Christmas Art ©artlyst

It’s that time of year again, when a saccharine schmaltz descends in snowy suffocating blanket over us; Christmas is the most profitable time of year for many retailers and commerce, when persistent inane joy wrapped in sprinklings of jagged plastic and shiny film clutters our daily vision on the high street, on television, our insides in the form of seasonal sandwiches (50 Shades of Cranberry); and when the fudge-like warmth of seasonal pop songs muffle the sound of the continuing splurge of royalties tumbling festively into Noddy Holder’s sable lined purse next to the Werther’s Originals. But before you rebuff me indignantly with ‘Bah, Humbug!’, there is one sector of modern life which is blissfully devoid of this weird, curious bastardisation of what was originally a religious festival that has now become an excess-fest in retail ejaculation. For all its peculiar customs and values, the contemporary art world continues to exist in its own parallel universe in completely ignoring the festive season: the visual language that now characterises our modern experience of Christmas as dictated by marketeers everywhere is excluded proudly from its club.

This is no bad thing; for art and Christmas for centuries have been closely intertwined, from the religious icons and paintings making visible the mystical miracle of the nativity to imagery-starved peasants, to the moralising impressively decorative Christian works of the Pre-Raphaelites. It is an indication of how irrelevant the original meaning of Christmas has become that art now no longer plays a role in its dissemination to the masses; the Christmas visual language is now the visual signifier of something that can be purchased. The closest visual creation we have that comes close to the discipline of ‘art’ for Christmas are the constructions in Selfridges windows, themselves amazing feats of technical virtuosity and imagination. All geared towards spending.

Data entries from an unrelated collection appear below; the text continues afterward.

PR #38507, opened 2024-02-07
Various readability improvements around based_on_upload

crisptrutski:
### Description

A bunch of cosmetic feedback that missed the boat for https://github.com/metabase/metabase/pull/38322

### DIFF
--- a/src/metabase/upload.clj
+++ b/src/metabase/upload.clj
@@ -709,13 +709,10 @@
 (defn uploadable-table-ids
   "Returns the subset of table ids where the user can upload to the table."
   [table-ids]
-  (if (empty? table-ids)
-    #{}
-    (let [tables (t2/hydrate (t2/select :model/Table :id [:in table-ids]) :db)]
-      (set (keep (fn [t]
-                   (when (can-upload-to-table? (:db t) t)
-                     (:id t)))
-                 tables)))))
+  (set (when (seq table-ids)
+         (->> (t2/hydrate (t2/select :model/Table :id [:in table-ids]) :db)
+              (filter #(can-upload-to-table? (:db %) %))
+              (map :id)))))
 
 (defn- no-joins?
   "Returns true if `query` has no joins in it, otherwise false."
@@ -742,16 +739,15 @@
                                   (remove #(false? (:is_upload %)))
                                   (keep :table_id)
                                   set)
-        uploadable-table-ids (set (uploadable-table-ids table-ids))
-        based-on-upload      (fn [model]
-                               (when-let [dataset_query (:dataset_query model)] ; dataset_query is sometimes null in tests
-                                 (let [query (lib/->pMBQL dataset_query)]
-                                   (when (and (some-> model :query_type name (= "query"))
-                                              (contains? uploadable-table-ids (:table_id model))
-                                              (no-joins? query))
-                                     (lib/source-table-id query)))))]
-    (map #(m/assoc-some % :based_on_upload (based-on-upload %))
-         models)))
+        query?               (fn [model] (= "query" (name (:query_type model "query"))))
+        uploadable?          (comp (uploadable-table-ids table-ids) :table_id)]
+    (for [model models]
+      (m/assoc-some
+        model
+        :based_on_upload
+        (when-let [query (some-> model :dataset_query lib/->pMBQL)]
+          (when (and (query? model) (uploadable? model) (no-joins? query))
+            (lib/source-table-id query)))))))
 
 (mi/define-batched-hydration-method based-on-upload
   :based_on_upload
@@ -763,5 +759,6 @@
     - uploads are enabled
   Otherwise based_on_upload is nil."
   [cards]
-  (let [models-by-id (m/index-by :id (model-hydrate-based-on-upload (filter :dataset cards)))]
-    (map #(or (models-by-id (:id %)) %) cards)))
+  (let [id->model   (m/index-by :id (model-hydrate-based-on-upload (filter :dataset cards)))
+        card->model (comp id->model :id)]
+    (map #(or (card->model %) %) cards)))
--- a/src/metabase/upload.clj
+++ b/src/metabase/upload.clj
@@ -743,11 +743,11 @@
         has-uploadable-table? (comp (uploadable-table-ids table-ids) :table_id)]
     (for [model models]
       (m/assoc-some
-        model
-        :based_on_upload
-        (when-let [query (some-> model :dataset_query lib/->pMBQL)]
-          (when (and (mbql? model) (has-uploadable-table? model) (no-joins? query))
-            (lib/source-table-id query)))))))
+       model
+       :based_on_upload
+       (when-let [query (some-> model :dataset_query lib/->pMBQL not-empty)] ; dataset_query can be empty in tests
+         (when (and (mbql? model) (has-uploadable-table? model) (no-joins? query))
+           (lib/source-table-id query)))))))
 
 (mi/define-batched-hydration-method based-on-upload
   :based_on_upload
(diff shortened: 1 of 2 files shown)


src/metabase/upload.clj
```diff
@@ -763,5 +759,6 @@
     - uploads are enabled
   Otherwise based_on_upload is nil."
   [cards]
-  (let [models-by-id (m/index-by :id (model-hydrate-based-on-upload (filter :dataset cards)))]
```
crisptrutski, line 766: This naming threw me, given the long discussion we had against using this naming schema 😆

calherries: Ha, maybe this is a different scenario where `x-by-y` adds to readability. `models-by-id` at least implies that it is a map of a _model_ ID to a model (maybe it should rather be `model-by-id`), as opposed to card ID to a model. Because the name reminds me of how it was created: either `m/index-by` or `clojure.core/group-by`. But I think `id->model` is also fine.

The use of `card->model` here is a little surprising for me though. The english description of this function based on its behaviour would be "Returns a hydrated model if a card is a model". Yet to me the name `card->model` implies that there is one model per card. Not an opinion I hold strongly though

src/metabase/upload.clj
```diff
@@ -742,16 +739,15 @@
...
-                               (when-let [dataset_query (:dataset_query model)] ; dataset_query is sometimes null in tests
-                                 (let [query (lib/->pMBQL dataset_query)]
-                                   (when (and (some-> model :query_type name (= "query"))
-                                              (contains? uploadable-table-ids (:table_id model))
-                                              (no-joins? query))
-                                     (lib/source-table-id query)))))]
-    (map #(m/assoc-some % :based_on_upload (based-on-upload %))
-         models)))
+        query?               (fn [model] (= "query" (name (:query_type model "query"))))
+        uploadable?          (comp (uploadable-table-ids table-ids) :table_id)]
```
calherries, line 743: This function takes a model as an arg, yet doesn't determine whether a model is "uploadable" or not. A more appropriate name would be `has-uploadable-table-id?` but at that point you might as well inline it
```suggestion
        uploadable-table?          (comp (uploadable-table-ids table-ids) :table_id)]
```

src/metabase/upload.clj
```diff
@@ -742,16 +739,15 @@
...
-        based-on-upload      (fn [model]
-                               (when-let [dataset_query (:dataset_query model)] ; dataset_query is sometimes null in tests
-                                 (let [query (lib/->pMBQL dataset_query)]
-                                   (when (and (some-> model :query_type name (= "query"))
-                                              (contains? uploadable-table-ids (:table_id model))
-                                              (no-joins? query))
-                                     (lib/source-table-id query)))))]
-    (map #(m/assoc-some % :based_on_upload (based-on-upload %))
-         models)))
+        query?               (fn [model] (= "query" (name (:query_type model "query"))))
```
calherries, line 742: `query` is so overloaded that this name is a little confusing. We frequently refer to `query_type=query` questions as "MBQL questions" so I would change this to `mbql?` instead.
```suggestion
        mbql?               (fn [model] (= "native" (name (:query_type model))))
```
See 
https://github.com/metabase/metabase/blob/1ca43e71eddea3ac8f884a3216fbd7ca03ef4623/src/metabase/mbql/schema.cljc#L1804

src/metabase/upload.clj
crisptrutski: How about `uploadable-id?` I have a pretty strong aversion to mixing abstraction levels in the `(when (and x y z) ...)` cluster, a capital offense in my fashion guide.

src/metabase/upload.clj
crisptrutski: How about `card->maybe-model` then?

src/metabase/upload.clj
crisptrutski: Or `uploadable-table`?

calherries: `uploadable-id?` suffers from the same problem because the "id" in the name is ambiguous. `uploadable-table?` is pretty clear though.

For myself I don't have such a strong aversion to mixing abstration levels. This is all in the name of readability and introducing extra names comes at a cost because they can be misleading and will make your eyes jump around if you have to understand them.

src/metabase/upload.clj
calherries: What's the point?

calherries: Ah, this is about mixing abstraction levels inside an `or`. I repeat the point here: introducing extra names comes at a cost because they can be misleading and will make your eyes jump around if you have to understand them.

calherries: `card->maybe-model` isn't misleading, so I'm happy with that name

src/metabase/upload.clj
crisptrutski: Cool, I like that predicate name. I think you forgot a `not=` here after changing to `"native"`?

src/metabase/upload.clj
crisptrutski: Also happy if you want to inline it, I felt it helped a little bit with the density of the code but not attached.

src/metabase/upload.clj
calherries: Ah yeah sorry, the original implementation was fine. Updated

src/metabase/upload.clj
calherries: I like the rule. I don't mind that much with `card->maybe-model`. Apologies for splitting hairs again on naming, maybe why I like inlining things is because I'm so critical of names

crisptrutski: Don't miss naming day in the gym! In the mean time I'll be doing some "reading code that is more dense than I'm used to" reps.

src/metabase/upload.clj
crisptrutski: That `has-` hurts me - especially at it forces a re-indent on the let bindings, but agree that without it there's a bit more ambiguity though - `uploadable-table?` could make it sound like there is "exactly one" uploadable tables, when really its "at least one". We rely on the lack of joins to make it exact, and that call is more expensive so it makes sense to keep it later in the `and`.

src/metabase/upload.clj
calherries: oh you should be aware of another reason I don't like names: I have an aversion to newlines because I work without an external monitor and hate scrolling :D

src/metabase/upload.clj
calherries: Yeah. To understand what the table in `uploadable-table?` means you almost need to know that it's accessing the table from the `source_table` from the first stage of the query. It's unfortunately complicated

src/metabase/upload.clj
crisptrutski: Is it at least 16"? 😆

I feel so blind when I'm just on one small screen for pairing, for sure following references is less painful when they open in a split pane.

calherries:
The tests are failing for some reason I can't deduce from inspection

crisptrutski:
> The tests are failing for some reason I can't deduce from inspection

I also can't grok it. Hoping it's a transient CI issue, will investigate if it still isn't passing this afternoon.

src/metabase/upload.clj
calherries: Yes, 16. Before metabase it was even smaller.

calherries:
It doesn't seem transient CI related, it's failing on the exact functions you're modifying

calherries (approved):
LGTM, I fixed the "bug" causing the test failures. It was because the `dataset_query` can be `{}` in tests that don't test the query processor, so `no-joins?` ran into a NPE because MLv2 expects valid queries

But what, then, would constitute Christmas art were contemporary artists to turn their hands to depicting an insightful and critical response to today’s seasonal society? The Guardian has recently featured Christmas card gifs by artists which provide a suitably snappy and digital greeting; Jake and Dinos’s contribution flashes traditional kitsch images interspersed with the usual Ku Klux Klan imagery, with a message that probably is more an indication of their own brand of humour rather than a commentary on Christmas itself. At a stupidly trendy Dover St eatery recently I noticed the festive firs and berries adorning a fireplace right under a Tracey Emin neon non-statement, interestingly enough actually improving the work, and indeed neon does seem the perfect medium for would be Christmas art – relevant both to contemporary art and to the kitsch crude santas adorning semi-detached houses in rural wherever. What I imagine however as a more relevant critical comment on today’s world, is the unforgettable images of shoppers wrestling over a monolith television on Black Friday, rendered Géricault style as a parallel to the Raft of the Medusa: desperate humans destroying each other on an island of nothingness.